* Japan issues first inflation-linked bonds in 5 years
* Auction produces break even inflation of 1.00 percent
* Demand boosted by sweetener such as deflation floor, buyback scheme
* Domestic investors’ appetite still not strong
By Hideyuki Sano
TOKYO, Oct 8 (Reuters) - Japan’s first sale of inflation-linked government bonds in five years attracted strong demand on Tuesday, a welcome sign of rising inflation expectations for Prime Minister Shinzo Abe, who has vowed to revitalise the economy by ending deflation.
Yet, market players also say it is too early to declare victory for Abenomics, with the pricing of the bonds suggesting investors still do not believe Abe can boost inflation to two percent, as pledged.
“Some market players bought aggressively because it was the first time in many years. But we will have to see whether strong demand will continue,” said Mari Iwashita, chief market economist at SMBC Nikko Securities.
The 17th inflation-linked 10-year JGBs (JGBi), carrying 0.1 percent coupon, was sold at a yield of minus 0.352 percent.
That was about 100 basis points, or one percentage point, less than the yield on the conventional 10-year bonds, which stood at 0.650 percent at the time of auction.
This means the return from the inflation-linked bonds would be larger than the regular bonds only if inflation over the next 10 years will be above 1.0 percent.

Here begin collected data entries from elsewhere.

Issue #2837, opened 2022-02-22
Default width in `defaultColumnOptions` prop


peetjvv:
## Use case 

In our implementation we are setting a default width on all our columns. We are having to set this manually in every column since it is not supported by the DataGrid component's `defaultColumnOptions` prop.

## Proposed solution 

Add support for a default width in the DataGrid component's `defaultColumnOptions` prop so that the width doesn't have to be set manually for every column.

The gap between the two yields is thus called the break even inflation rate and seen as a gauge of investors’ inflation expectations.
The strong sale came as Japan appears to have reversed deflation. Core consumer prices in August rose 0.8 percent from a year earlier, the biggest rise since November 2008, having stopped falling in May.
The auction’s break even rate of 1.00 percent was about 0.10 percentage point higher than many traders had expected.
“The auction went very well. You could say that Japan has been stuck in deflation but things are changing now,” said Tadashi Matsukawa, head of fixed income investment at PineBridge Investments in Tokyo.
Analysts say, however, that stripping out the effect of the two planned sales tax hikes, one in April 2014 and the other in October 2015, the auction results suggest the market expects an inflation of about 0.7 percent over the next 10 years.
That is still well below the Bank of Japan’s target of 2.0 percent, reflecting doubts shared by investors that inflation is unlikely to accelerate when wages are hardly rising.
The Ministry of Finance also offered some sweeteners to investors, setting a deflation floor on the new issue and offering buyback of previously issued price-linked bonds without such a floor.
Japan suspended issue of inflation-linked bonds in 2008, when the global financial crisis plunged the country back into deflation and caused massive losses on inflation-linked JGBs.
Indeed, a big part of demand likely came from investors, many of them foreign, who wanted to get rid of old inflation-linked bonds through the buyback scheme, market players said.
In contrast, Japanese investors’ appetite remained subdued.
Although some Japanese regional banks are said to have shown interest in the new issue, pension funds, a type of investor who would have wanted inflation-linked bonds to hedge their inflation-prone liability, were mostly sitting on the sidelines.
For many of them, fear of inflation may be hard to imagine as the last time core inflation was steadily above 3 percent was 1982.
“Most working age Japanese haven’t really experienced inflation. They only know deflation,” said a derivatives trader at a major Japanese bank.